§ EXERCISE GOAL:
State how many lines of the records below contain the word "CUDA", giving the number and nothing else.

■ ■ ■ ■

PR #1803, opened 2026-08-25
refactor: keep the GPU warm-start path out of host-only translation units

ramakrishnap-nv:
## Description

`populate_from_data_model_view()` handled the GPU and CPU warm-start directions in one inlined `if/else`. Only the GPU direction needs a device, but the compiler instantiated both into every translation unit that includes the header, pulling `convert_to_gpu_warmstart` and friends into code that never touches a GPU.

Split into three helpers, selected by a `kHostOnly` template parameter dispatched with `if constexpr` so a host-only caller never instantiates the GPU branch:

- `apply_warmstart_gpu_target()` — real handle; defined in libcuopt
- `apply_warmstart_cpu_target_with_device()` — null handle, caller has a device; defined in libcuopt
- `apply_warmstart_cpu_target()` — host-only caller; inline in the header

Two CPU-target variants because a `kHostOnly` caller cannot hold device-resident warm start, while a normal caller passing `handle == nullptr` can (`cython_solve.cu:181`) and needs the D2H copy.

Also moves the trivial warm-start accessors into `solver_settings_accessors.cpp` so host-only consumers resolve them without the CUDA translation unit.

Third of four steps toward a CUDA-free client library, after #1801 and #1802.

## Issue

Follow-up for test coverage: #1867

## Checklist

- Testing
   - [ ] Added tests
   - [x] Created an issue to follow-up
   - [ ] NA
- Documentation
   - [ ] Added new documentation
   - [x] NA


ramakrishnap-nv:
@coderabbitai review

ramakrishnap-nv:
@coderabbitai Good catch — this was a real regression and I've fixed it.

You're right that the device-to-CPU branch was reachable. `cython_solve.cu:181` calls `populate_from_data_model_view(&cpu_problem, data_model, solver_settings, nullptr)` — null handle with the default `kHostOnly=false` — so a caller holding device-resident warm start would have silently lost it on a remote solve. My original comment claiming the case was "rejected" was also wrong: it just fell through and returned.

Fixed as you suggested, with two helpers:

- `apply_warmstart_cpu_target()` stays host-only (already-host data, or a host-span view) and is now only reachable from the `kHostOnly` path.
- `apply_warmstart_cpu_target_with_device()` is declared in the header and defined out-of-line in `optimization_problem.cu`, restoring the `convert_to_cpu_warmstart` D2H copy. The non-host-only null-handle path routes here.

Semantics now match `main` exactly: host data → no-op, view → direct copy, device data → D2H.

ramakrishnap-nv:
## Reworked — the `shared_ptr` mechanism is gone

A code review pass raised several problems with the `pdlp_warm_start_data_t` pimpl, and on checking they were all real. Rather than patch them I've removed that half of the PR entirely; the title and scope are updated to match.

■ ■ ■ ■

§ RESPONSE:
2